PR #1586, opened 2021-11-16
Add `--icon-size` property, use within `c-button`

### LINKED ISSUE #1540: Add ability for search input's icon to use an increased font size
The [article listing prototype](https://v-next--cloudfour-patterns.netlify.app/?path=/story/prototypes-article-listing--example) includes a search form with an icon button. That icon has `1.25em` font size. I can't figure out how to do this with the existing components. I tried using the `c-button__extra` class on my button content but that also affected margins. 

Should we make a test utility? A button/icon modifier? Something else? Am I missing an existing feature that handles this?

Screen Shot 2021-09-13 at 12 38 23 PM

tylersticka:
## Overview

Addresses an issue where icons were inconsistently sized if included as the primary button content, as one might expect for an icon-only button.

Previously, button icon sizes were controlled via `font-size` on the icon container, `c-button__extra`. When an icon was included as the primary content, `c-button__content`, there was no such `font-size` declaration, and so the icon would appear smaller by comparison.

I considered adding some utility classes and/or icon modifiers to solve this problem, but I realized when futzing with the component that there were other potential issues with relying on `font-size` on a containing element. For example, it's impossible to reliably negate the gap between the `__extra` and `__content` elements since the `font-size` for the icon increases the computed size of that gap to a spot between two of our modular scale steps.

Instead, I added an optional `--icon-size` property to the `c-icon` component. This allows us to set the desired size of the icon on `c-button`, which cascades to _all_ elements below. It also means the computed impact of the icon's size is not effective until the icon itself, so any margins or other relative values on its container will be more consistent with adjacent elements.

Along the way, I noticed that the `c-button__extra` styles were being unnecessarily output a second time within the context of WordPress buttons. I separated those styles into their own mixins to prevent this.

(This PR originally included other changes to `c-button` to streamline its template code, but I realized partway in that the actual solution to the issue was a smaller subset of that, which I've separated into this PR.)

### Before

Screen Shot 2021-11-16 at 2 33 54 PM

### After

Screen Shot 2021-11-16 at 2 40 35 PM

## Testing

On the deploy preview…

1. Review Button component for regressions
2. Review Icon component for regressions
3. Review Article Listing prototype search form for regressions

---

- Fixes #1540

### DIFF
--- a/.changeset/new-pets-care.md
+++ b/.changeset/new-pets-care.md
@@ -1,0 +1,5 @@
+---
+'@cloudfour/patterns': minor
+---
+
+Add `--icon-size` CSS custom property to the Icon component to allow sizing via CSS without impacting `font-size` or selector depth.
--- a/.changeset/odd-sloths-allow.md
+++ b/.changeset/odd-sloths-allow.md
@@ -1,0 +1,5 @@
+---
+'@cloudfour/patterns': patch
+---
+
+Remove extra `.c-button__extra` selectors from WordPress block button styles.
--- a/.changeset/tough-books-sing.md
+++ b/.changeset/tough-books-sing.md
@@ -1,0 +1,5 @@
+---
+'@cloudfour/patterns': patch
+---
+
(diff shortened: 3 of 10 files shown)


spaceninja (approved):
:shipit:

» **Activity**
Every entry shown earlier is to be returned exactly, line for line.

» **Reply**
PR #1586, opened 2021-11-16
Add `--icon-size` property, use within `c-button`

### LINKED ISSUE #1540: Add ability for search input's icon to use an increased font size
The [article listing prototype](https://v-next--cloudfour-patterns.netlify.app/?path=/story/prototypes-article-listing--example) includes a search form with an icon button. That icon has `1.25em` font size. I can't figure out how to do this with the existing components. I tried using the `c-button__extra` class on my button content but that also affected margins. 

Should we make a test utility? A button/icon modifier? Something else? Am I missing an existing feature that handles this?

Screen Shot 2021-09-13 at 12 38 23 PM

tylersticka:
## Overview

Addresses an issue where icons were inconsistently sized if included as the primary button content, as one might expect for an icon-only button.

Previously, button icon sizes were controlled via `font-size` on the icon container, `c-button__extra`. When an icon was included as the primary content, `c-button__content`, there was no such `font-size` declaration, and so the icon would appear smaller by comparison.

I considered adding some utility classes and/or icon modifiers to solve this problem, but I realized when futzing with the component that there were other potential issues with relying on `font-size` on a containing element. For example, it's impossible to reliably negate the gap between the `__extra` and `__content` elements since the `font-size` for the icon increases the computed size of that gap to a spot between two of our modular scale steps.

Instead, I added an optional `--icon-size` property to the `c-icon` component. This allows us to set the desired size of the icon on `c-button`, which cascades to _all_ elements below. It also means the computed impact of the icon's size is not effective until the icon itself, so any margins or other relative values on its container will be more consistent with adjacent elements.

Along the way, I noticed that the `c-button__extra` styles were being unnecessarily output a second time within the context of WordPress buttons. I separated those styles into their own mixins to prevent this.

(This PR originally included other changes to `c-button` to streamline its template code, but I realized partway in that the actual solution to the issue was a smaller subset of that, which I've separated into this PR.)

### Before

Screen Shot 2021-11-16 at 2 33 54 PM

### After

Screen Shot 2021-11-16 at 2 40 35 PM

## Testing

On the deploy preview…

1. Review Button component for regressions
2. Review Icon component for regressions
3. Review Article Listing prototype search form for regressions

---

- Fixes #1540

### DIFF
--- a/.changeset/new-pets-care.md
+++ b/.changeset/new-pets-care.md
@@ -1,0 +1,5 @@
+---
+'@cloudfour/patterns': minor
+---
+
+Add `--icon-size` CSS custom property to the Icon component to allow sizing via CSS without impacting `font-size` or selector depth.
--- a/.changeset/odd-sloths-allow.md
+++ b/.changeset/odd-sloths-allow.md
@@ -1,0 +1,5 @@
+---
+'@cloudfour/patterns': patch
+---
+
+Remove extra `.c-button__extra` selectors from WordPress block button styles.
--- a/.changeset/tough-books-sing.md
+++ b/.changeset/tough-books-sing.md
@@ -1,0 +1,5 @@
+---
+'@cloudfour/patterns': patch
+---
+
(diff shortened: 3 of 10 files shown)


spaceninja (approved):
:shipit:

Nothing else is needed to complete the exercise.